Esta semana foi comemorado o Dia do
Irmão. O dia todo as pessoas postaram no Facebook frases e fotos acompanhadas
dos irmãos, revelando os momentos fraternos e felizes que passaram juntos.
Por vontade do destino eu não pude fazer o
mesmo, apesar de minha mãe ter engravidado três vezes, eu sou o único filho vivo,
mas mesmo assim eu tenho um momento junto à minha irmãzinha que gostaria de
compartilhar.
Eu ainda era pequeno, apenas cinco anos e
meio, mas me lembro de tudo como se tivesse acontecido ontem. Minha mãe estava
no banho quando começou a hemorragia, corremos para o hospital e a cesariana
foi realizada. Nasceu uma bela menina, Suéllen, de sete meses e meio e alguns
problemas respiratórios.
Três dias depois do nascimento, incubada
e após muita falta de ar, ela nos deixou e levou com ela a oportunidade de eu
ter alguém para crescer junto a mim, me deixando sozinho.
A primeira vez que a vi ela já estava
sem vida deitada no necrotério do hospital para ser preparada para o funeral.

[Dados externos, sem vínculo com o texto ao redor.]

PR #10400, opened 2017-05-14
[RPC] Add an uptime command that displays the amount of time (in seconds) bitcoind has been running

rvelhote:
Hello everyone,

I am working on a tool that displays information about a bitcoin node using RPC. One of the parameters I would like to include is the `uptime` of the bitcoin daemon. Currently, as far as I can tell, there is no way of obtaining such information.

After thinking a bit on how to perform this task, I concluded that the easiest way to do it is to check the modification time of the `bitcoind.pid` file. This has the disadvantage that it does not work in Windows because `bitcoind.pid` is not created.

I propose the following solution in this PR and submit it for your review and opinion concerning this new RPC command before I work further on this topic. Do you think this new command makes sense? Please consider it a WIP/PoC as it does not have any error checking or tests.

Here is a sample return from the RPC command:

```
$ ./bitcoin-cli uptime  
{
  "uptime": 696
}
```
and the help function:
```
$bitcoin-cli help uptime  
uptime

Display the uptime of the Bitcoin server.
```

Ela parecia uma boneca descansando o sono dos justos, uma verdadeira anjinha do
Senhor. Fiz um carinho inocente no rosto da irmãzinha que jamais veria
novamente e que nem iria brincar com a bola que eu havia comprado para dar a ela
de presente quando chegasse em casa.
Minha mãe ainda estava internada e nem
pode se despedir, eram duas perdas em menos de um ano (um aborto e agora a
bebê). O velório foi na casa de minha avó paterna e de lá seguimos para o
cemitério. Um caixãozinho branco levando dentro a minha provável companheira de
travessuras, a menininha que eu iria defender dos marmanjões mal intencionados,
a culpada de todas as minhas artes, a pessoinha que eu iria brigar por causa de
um ou outro brinquedo, mas que depois de alguns segundos estaria novamente
brincando e sorrindo ao meu lado.
Tudo isso já passou e nesses vinte e
quatro anos de sua chegada e partida eu, às vezes, me pergunto como seria se a
Suellen estivesse aqui conosco. Será que teríamos os mesmos gostos, seríamos
amigos e teríamos as mesmas oportunidades? Isso ninguém poderá saber.
Por muitas vezes me perguntaram como é
não ter irmãos, se é legal ser filho único, mas sempre respondi que eu tive uma
irmã e que ela havia morrido bebê. No entanto, não sei explicar como é a
sensação de ter e ser um irmão ou dividir o colo dos nossos pais.
A todos os irmãos eu deixo minhas
felicitações. Aos que perderam seus irmãos eu deixo um conforto amigo e confissão
de que compartilho da mesma dor neste dia.